(Stored items)
Start of Block

PR #209, opened 2018-01-21
Exclude docs from production

vinkla:
Added `.md` files and the docs directory to be excluded in production.

### DIFF
--- a/.gitattributes
+++ b/.gitattributes
@@ -1,6 +1,10 @@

End of Block

- Exercise requirements
Copy out the full set of records precisely, leaving nothing out.

- Exercise output
PR #209, opened 2018-01-21
Exclude docs from production

vinkla:
Added `.md` files and the docs directory to be excluded in production.

### DIFF
--- a/.gitattributes
+++ b/.gitattributes
@@ -1,6 +1,10 @@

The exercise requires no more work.